I began to collect things that would look cute in a cottage, like a girl in the 1950s with a hope chest. Of course, as a single writer with no family inheritance, this is an impossible dream. And so I rent cottages and pretend. And whenever a group of my friends get together I inevitably ask, so, what if we pooled our money and bought a cottage?

At the start of the pandemic, I convinced two good friends to try. But it turns out even three people with middle class incomes cannot qualify for a cottage on a lake in Ontario. Mortgage brokers humored us. But we only qualified for lake-adjacent cabins, or “tear downs” on the swampy ends of lakes too far from the city to be worth it. This is simply the plight of my generation. And so it remains a fantasy. But so much of life in the pandemic is fantasy-based— the food we’ll eat at restaurants, the places we’ll travel, the pleasures of life in a state of suspension.

One evening early on in the pandemic, frustrated by the lack of options on Tinder, I changed my settings from Toronto to global. By the end of the night, I was messaging with James, a handsome trans guy from Philly.
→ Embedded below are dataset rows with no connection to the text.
Issue #4307, opened 2019-03-28
[jvm-packages] xgboost4j-spark Prediction Optimization


mingyang:
# Motivation
Recently, I've been testing whether xgboost4j-spark could be a viable solution in production. One problem surfaced when *multiple models* were applied to the same dataset in sequence. 

In an industrial setting, it's very likely that a practitioner builds multiple models using the same dataset, with same features but different labels for different tasks. For example, one might want to predict the demographic status of her users (gender, age, marital status, etc.) with the same set of base features.

# Ideal Situation
Once multiple models have been trained on the labeled dataset, one wants to make predictions on a (potentially) much bigger unlabeled dataset. In pseudo code, it looks like 
```
for model in trained_models; do
  data = model.transform(data).withColumnRenamed('prediction', 'prediction_from_model_i')
data.writeoutput
```
Ideally, this only loops through the dataset *ONCE* while applying all models.

# Current Observations
## In a toy setup
I've tried to apply 4 models, using xgboost4j-spark and spark logistic regression (LR), to a small dataset and monitored the IO. What's far from ideal is when applying multiple xgboost4j-spark models, the number of input records grows *exponentially* with the number of models applied:

model|#models|#input|prediction_time
-|-|-|-
xgboost4j-spark|0|11952 (size of the data)|
xgboost4j-spark|1|23904|6
xgboost4j-spark|2|47808|9
xgboost4j-spark|3|95616|22
xgboost4j-spark|4|192002|23
spark-LR|0|10912 (size of the data)|
spark-LR|1|10912|12
spark-LR|2|10912|15
spark-LR|3|10912|15
spark-LR|4|10912|16

In other words, if there are N models, then spark will read the dataset 2^N times. On the contrary, native spark LR simply reads the dataset *once* no matter how many models applied.

Even when just applying one model, the current implementation requires *2X of the dataset*.

## In a more realistic setup
This is where I first noticed the problem: 
- Predicting using one model reads in ~1TB data (again 2X of the dataset size), while applying 8 models together read in 127.4 TB (~2^8 X of the dataset size). 
- Prediction time went up from 6-7mins using one model to 7-9 hours using all eight, as compared to 7 X 8 ~ 1 hour if we do predictions separately in sequence.

# Suspected Reasons
[...]

PR #4388, opened 2019-04-20
[BLOCKING][jvm-packages] fix non-deterministic order within a partition  (in the case of an upstream shuffle) on prediction 

### LINKED ISSUE #4387: [jvm-packages] bug of XGBoostModel.transformInternal
ZipPartitions action at XGBoostModel.transformInternal will cause a mismatch between originalColumns and resultColumns.

`val resultRDD = inputRDD.zipPartitions(predictionRDD, preservesPartitioning = true) {
 `

In here, inputRDD and predictionRDD will be evaluated separated. Co-dependencies of these two RDDs will be computed twice, which may produce different row orders inside each partition if previous actions are not strictly keeping the same order (like ShuffleRead).

There is a tiny test below, which will fail because of column mismatching : 

> 

    val source = ss.sparkContext.parallelize((1 to 20).toList)
    val rnd = source.mapPartitions { iter =>
      iter.map(x => x -> Random.nextDouble())
        .toList
        .sortBy(_._2)
        .iterator
    }
    val negative = rnd.map { case (i, x) => i -> -x }
    val zipped = rnd.zip(negative)
    zipped.collect().foreach { case (x, y) =>
      x._1 shouldEqual y._1
    }

sperlingxx:
fix issue #4387 by replacing zip RDDs with caching original data in closure.

Corresponding unit tests have been added.

closes #4387 

closes https://github.com/dmlc/xgboost/issues/4307

### DIFF
--- a/jvm-packages/xgboost4j-spark/src/main/scala/ml/dmlc/xgboost4j/scala/spark/XGBoostClassifier.scala
+++ b/jvm-packages/xgboost4j-spark/src/main/scala/ml/dmlc/xgboost4j/scala/spark/XGBoostClassifier.scala
@@ -290,6 +290,10 @@ class XGBoostClassificationModel private[ml](
 
         private val batchIterImpl = rowIterator.grouped(
           XGBoostClassificationModel.PREDICTION_BATCH_SIZE).flatMap { batchRow =>
+<<<<<<< HEAD
+=======
+
+>>>>>>> regressor impl
           if (batchCnt == 0) {
             val rabitEnv = Array("DMLC_TASK_ID" -> TaskContext.getPartitionId().toString).toMap
             Rabit.init(rabitEnv.asJava)
--- a/jvm-packages/xgboost4j-spark/src/main/scala/ml/dmlc/xgboost4j/scala/spark/XGBoostClassifier.scala
+++ b/jvm-packages/xgboost4j-spark/src/main/scala/ml/dmlc/xgboost4j/scala/spark/XGBoostClassifier.scala
@@ -287,14 +287,20 @@ class XGBoostClassificationModel private[ml](
     val bBooster = dataset.sparkSession.sparkContext.broadcast(_booster)
     val appName = dataset.sparkSession.sparkContext.appName
 
-    val inputRDD = dataset.asInstanceOf[Dataset[Row]].rdd
-    val predictionRDD = dataset.asInstanceOf[Dataset[Row]].rdd.mapPartitions { rowIterator =>
+    val resultRDD = dataset.asInstanceOf[Dataset[Row]].rdd.mapPartitions { rowIterator =>
       if (rowIterator.hasNext) {
         val rabitEnv = Array("DMLC_TASK_ID" -> TaskContext.getPartitionId().toString).toMap
         Rabit.init(rabitEnv.asJava)
-        val featuresIterator = rowIterator.map(row => row.getAs[Vector](
-          $(featuresCol))).toList.iterator
+
         import DataUtils._
+
+        val rowBuffer = mutable.ArrayBuffer[Row]()
+        val featureBuffer = mutable.ArrayBuffer[XGBLabeledPoint]()
+        rowIterator.foreach { row =>
+          rowBuffer += row
+          featureBuffer += row.getAs[Vector]($(featuresCol)).asXGB
+        }
+
         val cacheInfo = {
           if ($(useExternalMemory)) {
             s"$appName-${TaskContext.get().stageId()}-dtest_cache-${TaskContext.getPartitionId()}"
@@ -302,30 +308,22 @@ class XGBoostClassificationModel private[ml](
             null
           }
         }
+
         val dm = new DMatrix(
-          XGBoost.processMissingValues(featuresIterator.map(_.asXGB), $(missing)),
+          XGBoost.processMissingValues(featureBuffer.iterator, $(missing)),
           cacheInfo)
         try {
           val Array(rawPredictionItr, probabilityItr, predLeafItr, predContribItr) =
             producePredictionItrs(bBooster, dm)
           Rabit.shutdown()
-          Iterator(rawPredictionItr, probabilityItr, predLeafItr,
-            predContribItr)
+          produceResultIterator(rowBuffer.iterator,
+            rawPredictionItr, probabilityItr, predLeafItr, predContribItr)
         } finally {
           dm.delete()
         }
       } else {
         Iterator()
       }
-    }
-    val resultRDD = inputRDD.zipPartitions(predictionRDD, preservesPartitioning = true) {
-      case (inputIterator, predictionItr) =>
-        if (inputIterator.hasNext) {
-          produceResultIterator(inputIterator, predictionItr.next(), predictionItr.next(),
-            predictionItr.next(), predictionItr.next())
-        } else {
-          Iterator()
-        }
     }
 
     bBooster.unpersist(blocking = false)
--- a/jvm-packages/xgboost4j-spark/src/main/scala/ml/dmlc/xgboost4j/scala/spark/XGBoostClassifier.scala
+++ b/jvm-packages/xgboost4j-spark/src/main/scala/ml/dmlc/xgboost4j/scala/spark/XGBoostClassifier.scala
@@ -19,6 +19,7 @@ package ml.dmlc.xgboost4j.scala.spark
 import scala.collection.Iterator
 import scala.collection.JavaConverters._
 import scala.collection.mutable
+import scala.collection.mutable.ListBuffer
 
 import ml.dmlc.xgboost4j.java.Rabit
 import ml.dmlc.xgboost4j.scala.{Booster, DMatrix, XGBoost => SXGBoost}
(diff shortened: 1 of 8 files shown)


CodingCat:
thanks, yeah, this is a bug which is not easy to fix

this PR actually falls back to the previous problem about memory footprint, you can check https://github.com/dmlc/xgboost/commit/f368d0de2b6d60cdba67fed8291e7a3ce402850d#diff-a435450e9c28607f848ccf3246944a44 

let me think about what is the right way to fix, if we go to sort ,we need to do significant perf benchmarking before merging

sperlingxx:
@CodingCat 
Thank you for replying me that quickly. 
Actually, this solution is quite like v0.81's implementation.
I have several ideas to improve this(maybe not good ideas = =)
1. do prediction in _MiniBatch_ style
    Maybe we can add a param like batch size?
2. add params _idColumn_ and _appendColumns_
   We filter other columns to reduce memory overhead of caching original data.

CodingCat:
@sperlingxx can you elaborate more on the second approach?

CodingCat:
at the same time I am benchmarking what if we sortWithinPartition beforehand

CodingCat:
I tested with a prototype to sort each partition before hand, 

without sorting, we need 6+mins to finish the prediction over 120G input

with sort, it grows to 12+mins to finish the same task

CodingCat:
I am experimenting with several potential solutions and finding more problems in our implementation, will update soon

sperlingxx:
@CodingCat 
The second approach, we keep as fewer columns as we can, before the batch prediction stage(transformInternal).  So, we can cache fewer data of original DataFrame(inputRDD).

 something like:
>   dataset.toDF().select($(appendColumns) : _*)

CodingCat:
ok, so I essentially tried three approaches to resolve the issue and finding more problems in XGBoost. 

0. approaches

I tried <b>sorting</b> the DataFrame before feeding to transformInternal(), <b>duplicate</b> dataset like the implementation here and <b>miniBatch</b>

1. benchmark of different approaches

I trained a model based on an internal dataset having 1.5~b rows and 20~ features and load the model to predict the training dataset in a separate Spark application.

To scale the test, I manually duplicate the dataset in Spark application and the benchmark results only counts the time spent on prediction stage

used code: https://github.com/CodingCat/xgboost4j-spark-scalability/blob/master/src/main/scala/me/codingcat/xgboost4j/PureXGBoostPredictor.scala

2. benchmark results

image

resources I used `--num-executors 100 --executor-memory 14g --executor-cores 8`

3. problems here, 

booster's prediction method is and has to be an synchronized method

CodingCat:
the actions here

1. I will submit a PR to @sperlingxx 's branch soon 

2. fix the sharing issue in booster after this is merged (not blocking tho)

hcho3:
@CodingCat BTW, you have permission to directly modify all PRs as a maintainer

CodingCat:
@hcho3 how to modify with a bunch of changes?

hcho3:
@CodingCat You can get a local clone of this PR by running
```
git clone --recursive https://github.com/sperlingxx/xgboost -b hot_fix_spark_estimator
```

CodingCat:
I see.......thx

sperlingxx:
@CodingCat 
 I'm not sure whether the implementation here will work in a minibatch way with the whole pipeline. 
So, I rewrote the classification part in a pure lazy(iterator) style. I hope it will be helpful :)

CodingCat:
@sperlingxx can you explain how your implementation is a `pure lazy(iterator) style` and why my suggested implementation is not?

jvm-packages/xgboost4j-spark/src/main/scala/ml/dmlc/xgboost4j/scala/spark/XGBoostClassifier.scala
```diff
@@ -287,46 +284,54 @@ class XGBoostClassificationModel private[ml](
...
-          if ($(useExternalMemory)) {
-            s"$appName-${TaskContext.get().stageId()}-dtest_cache-${TaskContext.getPartitionId()}"
-          } else {
-            null
+    val resultRDD = dataset.asInstanceOf[Dataset[Row]].rdd.mapPartitions { rowIterator =>
+      new AbstractIterator[Row] {
+        private var batchCnt = 0
+
+        private val batchIterImpl = rowIterator.grouped(
+          XGBoostClassificationModel.PREDICTION_BATCH_SIZE).flatMap { batchRow =>
```
CodingCat: batchRow has been a Seq[Row] instead of Iterator[] here, so it's not lazy evaluated and stays in memory until this batch is finished

jvm-packages/xgboost4j-spark/src/main/scala/ml/dmlc/xgboost4j/scala/spark/XGBoostClassifier.scala
```diff
@@ -287,46 +284,54 @@ class XGBoostClassificationModel private[ml](
...
+          if (batchCnt == 0) {
+            val rabitEnv = Array("DMLC_TASK_ID" -> TaskContext.getPartitionId().toString).toMap
+            Rabit.init(rabitEnv.asJava)
+          }
+
+          val features = batchRow.map(row => row.getAs[Vector]($(featuresCol)))
```
CodingCat: regarding the memory footprint, you have put two Seq, one for Seq[Row], one for Seq[Vector] in memory, 

you can compare with my implementation, it only keeps a Seq[Row] due to iterator.duplicate()

jvm-packages/xgboost4j-spark/src/main/scala/ml/dmlc/xgboost4j/scala/spark/XGBoostClassifier.scala
```diff
@@ -287,46 +284,54 @@ class XGBoostClassificationModel private[ml](
...
-          Rabit.shutdown()
-          Iterator(rawPredictionItr, probabilityItr, predLeafItr,
-            predContribItr)
-        } finally {
-          dm.delete()
+
+        override def hasNext: Boolean = batchIterImpl.hasNext
+
+        override def next(): Row = {
+          val ret = batchIterImpl.next()
```
CodingCat: ah, I see, the key point is here, IIUC, with this implementation you don't need to locate prediction results in memory for a complete partition,

jvm-packages/xgboost4j-spark/src/main/scala/ml/dmlc/xgboost4j/scala/spark/XGBoostClassifier.scala
CodingCat: but we should think about the memory footprint in this place as the "grouped iterator" has been put in memory for twice

CodingCat:
this is a significant change regarding performance and we need to be very careful about the correctness as well

can you also use internal dataset for evaluation?

CodingCat:
ok, here is my latest benchmark results, looks like with the current implementation is slower than the diff I pushed yesterday

image


My theory is still on the synchronized method in Booster

jvm-packages/xgboost4j-spark/src/main/scala/ml/dmlc/xgboost4j/scala/spark/XGBoostClassifier.scala
sperlingxx: Yes. And, I've tried to mock your solution with the below script. 

```scala
object MiniBatchDebug {
  import scala.collection.Iterator
  import scala.collection.mutable.ListBuffer

  private val batchSize = 3
  private val dataSize = 9

  def f(iter: Iterator[Array[Int]]): Iterator[(Array[Int], Int)] = {
    var batchCnt = 0
    val results = new ListBuffer[Iterator[(Array[Int], Int)]]
    while (iter.hasNext) {
      println(s"fetch batch num: $batchCnt")
      val (x, y) = iter.take(batchSize).duplicate
      // mock the reading behavior of batch compute
      val ret = y.toArray.map(_.sum).iterator
      results += x.zip(ret)
      batchCnt += 1
    }
    results.reduce((i1, i2) => i1 ++ i2)
  }

  def main(args: Array[String]): Unit = {
    val dataSource = Seq.tabulate(dataSize)(x => Array(x, x * 2))
    val sourceIter: Iterator[Array[Int]] = dataSource.iterator
    val result = f(sourceIter).map { case (x, y) => x.sum + y }
    (1 to dataSize).foreach { i =>
      println(s"fetch element $i")
      result.next()
    }
  }
}
```

Here is the print info, which demonstrated it will run all batches before real data fetching :
>  fetch batch num: 0
fetch batch num: 1
fetch batch num: 2
fetch element 1
fetch element 2
fetch element 3
fetch element 4
fetch element 5
fetch element 6
fetch element 7
fetch element 8
fetch element 9

jvm-packages/xgboost4j-spark/src/main/scala/ml/dmlc/xgboost4j/scala/spark/XGBoostClassifier.scala
sperlingxx: Oh, it's an unnecessary footprint. Maybe it can be replaced by 
```scala
val features = batchRow.iterator.map(row => row.getAs[Vector]($(featuresCol)))
```

sperlingxx:
> ok, here is my latest benchmark results, looks like with the current implementation is slower than the diff I pushed yesterday
> 
> image
> 
> My theory is still on the synchronized method in Booster

Thanks for benchmarking!

I'm a little confused about the __context switches__ caused by _synchronized prediction_ . Is it because there are multiple spark tasks running on each executor concurrently, and their booster share the same handle?

CodingCat:
Yes, because we are using a broadcast booster which is singleton per executor, and regarding why we use broadcasted booster, you can check my previous comments

jvm-packages/xgboost4j-spark/src/test/scala/ml/dmlc/xgboost4j/scala/spark/XGBoostClassifierSuite.scala
```diff
@@ -27,11 +27,12 @@ import org.apache.spark.Partitioner
 
 class XGBoostClassifierSuite extends FunSuite with PerTest {
 
-  test("XGBoost-Spark XGBoostClassifier ouput should match XGBoost4j") {
+  test("XGBoost-Spark XGBoostClassifier output should match XGBoost4j") {
     val trainingDM = new DMatrix(Classification.train.iterator)
     val testDM = new DMatrix(Classification.test.iterator)
     val trainingDF = buildDataFrame(Classification.train)
     val testDF = buildDataFrame(Classification.test)
+    val randSortedTestDF = buildDataFrameWithRandSort(Classification.test)
```
CodingCat: let's separate them into two test to highlight the randsorting version and normal version of the test

jvm-packages/xgboost4j-spark/src/test/scala/ml/dmlc/xgboost4j/scala/spark/XGBoostRegressorSuite.scala
```diff
@@ -25,11 +25,12 @@ import org.scalatest.FunSuite
 
 class XGBoostRegressorSuite extends FunSuite with PerTest {
 
-  test("XGBoost-Spark XGBoostRegressor ouput should match XGBoost4j: regression") {
+  test("XGBoost-Spark XGBoostRegressor output should match XGBoost4j: regression") {
```
CodingCat: make the test name consistent with classifier part

jvm-packages/xgboost4j/src/main/java/ml/dmlc/xgboost4j/java/Booster.java
```diff
@@ -47,7 +47,7 @@
    *                  the prediction of these DMatrices will become faster than not-cached data.
    * @throws XGBoostError native error
    */
-  Booster(Map<String, Object> params, DMatrix[] cacheMats) throws XGBoostError {
+  public Booster(Map<String, Object> params, DMatrix[] cacheMats) throws XGBoostError {
```
CodingCat: this might no be necessary, maybe my bad

jvm-packages/xgboost4j-spark/src/main/scala/ml/dmlc/xgboost4j/scala/spark/XGBoostClassifier.scala
```diff
@@ -287,46 +284,58 @@ class XGBoostClassificationModel private[ml](
...
+    val resultRDD = dataset.asInstanceOf[Dataset[Row]].rdd.mapPartitions { rowIterator =>
+      new AbstractIterator[Row] {
+        private var batchCnt = 0
+
+        private val batchIterImpl = rowIterator.grouped(
+          XGBoostClassificationModel.PREDICTION_BATCH_SIZE).flatMap { batchRow =>
+<<<<<<< HEAD
+=======
+
+>>>>>>> regressor impl
```
CodingCat: my bad

CodingCat:
I left more comments there, @sperlingxx would you please move forward with the PR

my suggestion is, use your way for the next version, and look at how to resolve shared properties among boosters after that

jvm-packages/xgboost4j-spark/src/test/scala/ml/dmlc/xgboost4j/scala/spark/XGBoostClassifierSuite.scala
sperlingxx: okay!

CodingCat:
LGTM, thanks, will merge after CI is happy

I don’t normally set out to have long-distance crushes, but with no sense of when travelling might be an option again, it seemed harmless to make a connection this way. Plus, I’m a queer femme, with a penchant for trans men and butches. (I once pointed to a rack of plaid shirts in a store and said, “That’s my sexual orientation.”)

After 20 years in Toronto, I felt as though I’d already met everyone in the community. James was married, but open. I was in an open relationship too, but still so heartbroken from the break-up of a previous long-term relationship that I didn’t want anything serious. Eventually James and I decided that when COVID-19 was over, we’d rent a cottage halfway between our cities. And then we spent months describing what we’d do. Fireplace. Outdoor hot tub. Summer salads. And more specifically, what we’d do to each other.

The Cottage became a repository not just for moneyed aspirations, but a site to escape my small, solo apartment in a city seething with disease and despair, with a lover who worked a frontline job, which meant that we couldn’t see each other. These beautiful little cabins became the settings for a future where I could relax in the arms of someone who also longed for an escape filled with lust, pleasure, and comforts. The Cottage, then, was a repository for all the fantasies of an easier life. I’m still hoping for midnight skinny dipping, and forest fantasies, for a break in the clouds.

Zoe Whittall is an acclaimed novelist, poet, and TV writer. Her newest novel, The Spectacular, was recently published.